Meu nome é Ivan e sou numismata. Com efeito, aposto que as senhoras e os senhores nunca ouviram falar dessa profissão, como todos os brasileiros burros que me cercam!
Meu nome é Ivan e trabalho com a esplêndida ciência das moedas. Melhorou? Não?! Isso porque eu, formado em História, com mestrado na Universidade de São Paulo, doutorado em Yale, pós-doutorado na França, sou simplesmente um anônimo. Um merda que boia na fossa a céu aberto que é esse país, cuja educação precária e a péssima memória para qualquer coisa que não seja futebol e carnaval fazem com que pessoas de nível incontestável, incólume reputação e cultura elevada, sejam preteridas em razão dessas baianas que chacoalham seus corpos fabricados em cima de carros de som.
Meu nome é Ivan e estou realmente enfurecido com a situação.
Meu nome é Ivan, mas bem que poderia ser Ernesto, Paulo, João, Carlos, Pedro, Jesus, ou o de qualquer outro homem que dedicou a vida a uma coisa que não foi enxergada por seus pares, a uma coisa que sequer seus pais sabiam o que era, a algo que não servia para nada exceto para assunto de pequenas reuniões de profissionais da área e leigos pretensiosos.
Meu nome é Ivan e logo que cheguei da Europa - ah, o Velho Mundo! - fui chamado para dar aula  numa respeitável instituição de ensino aqui nessa pátria de tolos. Sim, aquela mesma cujo reitor comprou uma lixeira de três mil reais. Lembro-me bem da minha apresentação no departamento de Arqueologia: um bando de bolsistas inúteis com suas barbas, chinelos, bermudas e caras de frequentadores de movimentos de nomes risíveis como Ruptura Socialista; professores incompetentes, mais preocupados com verbas do que pesquisa; e gestores corruptos com seus sorrisos intimidantes. Compraram-me um bolo de supermercado e todos apertaram minha mão. Ah, o Velho Mundo! Quisera eu ter permanecido por lá mas não há vagas para numismatas hoje em dia. Havia uma na Romênia, porém prefiro o Brasil, com essa batucada infame, ao traquejo de péssimo odor dos ciganos daquelas bandas.
Apesar de me chamar Ivan, fiquei logo conhecido como “o homem das moedas” e “Tio Patinhas”. Bando de cretinos! Tanto os discentes quanto os docentes falavam abertamente essas alcunhas infelizes. Na Europa não é assim. Lá há ética: falamos dos outros pelas costas, para que a punhalada seja à traição! Não existe esse costume horrível e anticivilizado dos brasileiros, essa avacalhação geral da nação! A Roma dos Césares nos legou o Direito, a estigmatização dos judeus e o Coliseu, mas não só: também o culto à traiçoeira arte de apunhalar pela retaguarda os inimigos! Os brasileiros não respeitam nada mesmo, bando de Neandertais!

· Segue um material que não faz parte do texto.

PR #70365, opened 2024-05-06
nit: Remove authenticators from state

schew2381:
Remove `authenticators` from state because we only set it once

### DIFF
--- a/static/app/components/superuserStaffAccessForm.tsx
+++ b/static/app/components/superuserStaffAccessForm.tsx
@@ -38,7 +38,6 @@ class SuperuserStaffAccessForm extends Component<Props, State> {
   constructor(props) {
     super(props);
     this.authUrl = this.props.hasStaff ? '/staff-auth/' : '/auth/';
-    this.authenticators = [];
     this.state = {
       error: false,
       errorType: '',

Meu nome é Ivan e vou ao banco, ao departamento de trânsito, aos recursos humanos da universidade, ao escritório do plano de saúde, aos guichês das companhias aéreas, às seguradoras, às concessíonárias, às imobiliárias, às livrarias, e ouço sempre a mesma coisa: “O senhor é numis o quê?”. Cambada de filhos da puta, Neandertais! Austrolopitecinos de merda! Eu sou numismata! Numismata! Não sabem esses bandos de bastardos mestiços que compõem essa merda o que é Numismática? Não sabem que cada moeda fala de uma época, de uma complexa conjuntura cultural, de um contexto político-econômico particular, cujo conhecimento forma a base de toda compreensão da sociedade contemporânea?! Essas mulheres burras metidas em roupas feitas por tias costureiras com esses sorrisos estúpidos dizendo “posso ajudar” ignoram plenamente minha atividade. Não fazem questão de saber que estudei quinze anos da minha vida para isso. Lógico que todos sabem a grande merda que é ser recepcionista, bancário, corretor, advogado, secretária; essas profissões são as mais óbvias e medíocres. O desespero do numismata é viver num país onde ninguém sabe que ele existe! Eu existo, seus malditos subdesenvolvidos!
E meu nome é Ivan. Estou numa festa. É uma dessas celebrações acadêmicas, lançamento do vigésimo livro sobre alguma tribo imbecil lá do Xingú, Iama-vai-saber-o-quê. Todos os presentes são mestres, doutores e pós-doutores e bebem vinho barato em taças vagabundas que não sabem segurar para parecerem sofisticados. Comem canapés feitos pela tia de alguém e parvamente conversam sobre temas relacionados à Antropologia, sobre como esses seres bondosos estão sendo continuamente massacrados pelo progresso brasileiro.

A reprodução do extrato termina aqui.